EXERCISE GOAL - In the data that follows, find the line with "PR #146, opened 2020-07-16"; transcribe it, every later line up to the one with "werebus, line 1: On", and that line as well, exactly and with no others.

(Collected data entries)
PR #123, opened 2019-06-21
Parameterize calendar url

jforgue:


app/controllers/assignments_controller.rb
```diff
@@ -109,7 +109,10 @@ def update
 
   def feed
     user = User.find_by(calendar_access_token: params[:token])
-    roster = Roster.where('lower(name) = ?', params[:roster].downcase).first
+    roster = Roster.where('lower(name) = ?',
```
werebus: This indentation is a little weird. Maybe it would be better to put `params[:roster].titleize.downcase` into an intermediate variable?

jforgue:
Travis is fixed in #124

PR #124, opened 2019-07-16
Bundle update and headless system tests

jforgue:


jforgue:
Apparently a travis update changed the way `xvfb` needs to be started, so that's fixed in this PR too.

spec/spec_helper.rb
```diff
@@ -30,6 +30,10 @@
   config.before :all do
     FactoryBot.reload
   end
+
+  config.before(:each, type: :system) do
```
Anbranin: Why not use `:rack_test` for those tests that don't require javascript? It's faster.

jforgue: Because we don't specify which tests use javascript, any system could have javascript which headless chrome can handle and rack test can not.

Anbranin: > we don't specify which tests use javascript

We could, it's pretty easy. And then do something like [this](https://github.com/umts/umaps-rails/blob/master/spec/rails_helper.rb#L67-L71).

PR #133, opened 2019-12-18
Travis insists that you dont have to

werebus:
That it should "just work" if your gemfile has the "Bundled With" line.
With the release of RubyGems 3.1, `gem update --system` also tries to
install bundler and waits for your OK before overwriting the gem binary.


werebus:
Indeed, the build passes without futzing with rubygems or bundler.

---

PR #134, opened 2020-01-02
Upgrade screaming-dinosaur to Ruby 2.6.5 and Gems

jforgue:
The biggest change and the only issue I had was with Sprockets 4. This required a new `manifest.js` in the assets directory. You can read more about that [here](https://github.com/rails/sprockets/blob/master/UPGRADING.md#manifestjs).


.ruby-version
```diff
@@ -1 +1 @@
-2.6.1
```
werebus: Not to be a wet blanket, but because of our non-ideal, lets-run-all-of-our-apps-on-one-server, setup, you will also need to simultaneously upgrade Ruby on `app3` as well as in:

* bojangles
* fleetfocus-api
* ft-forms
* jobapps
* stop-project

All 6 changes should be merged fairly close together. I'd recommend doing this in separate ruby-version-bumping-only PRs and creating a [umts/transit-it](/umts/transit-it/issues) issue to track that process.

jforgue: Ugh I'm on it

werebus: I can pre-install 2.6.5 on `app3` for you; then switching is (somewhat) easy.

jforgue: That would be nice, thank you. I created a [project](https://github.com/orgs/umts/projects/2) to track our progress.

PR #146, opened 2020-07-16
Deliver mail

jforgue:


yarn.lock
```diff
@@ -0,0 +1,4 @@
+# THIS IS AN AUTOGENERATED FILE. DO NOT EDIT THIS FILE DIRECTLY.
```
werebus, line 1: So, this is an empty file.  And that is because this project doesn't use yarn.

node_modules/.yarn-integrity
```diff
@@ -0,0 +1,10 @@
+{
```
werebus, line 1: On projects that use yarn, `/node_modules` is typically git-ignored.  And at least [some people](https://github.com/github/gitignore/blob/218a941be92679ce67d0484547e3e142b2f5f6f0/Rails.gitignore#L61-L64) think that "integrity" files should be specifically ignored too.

REPLY TO THE EXERCISE -
PR #146, opened 2020-07-16
Deliver mail

jforgue:


yarn.lock
```diff
@@ -0,0 +1,4 @@
+# THIS IS AN AUTOGENERATED FILE. DO NOT EDIT THIS FILE DIRECTLY.
```
werebus, line 1: So, this is an empty file.  And that is because this project doesn't use yarn.

node_modules/.yarn-integrity
```diff
@@ -0,0 +1,10 @@
+{
```
werebus, line 1: On projects that use yarn, `/node_modules` is typically git-ignored.  And at least [some people](https://github.com/github/gitignore/blob/218a941be92679ce67d0484547e3e142b2f5f6f0/Rails.gitignore#L61-L64) think that "integrity" files should be specifically ignored too.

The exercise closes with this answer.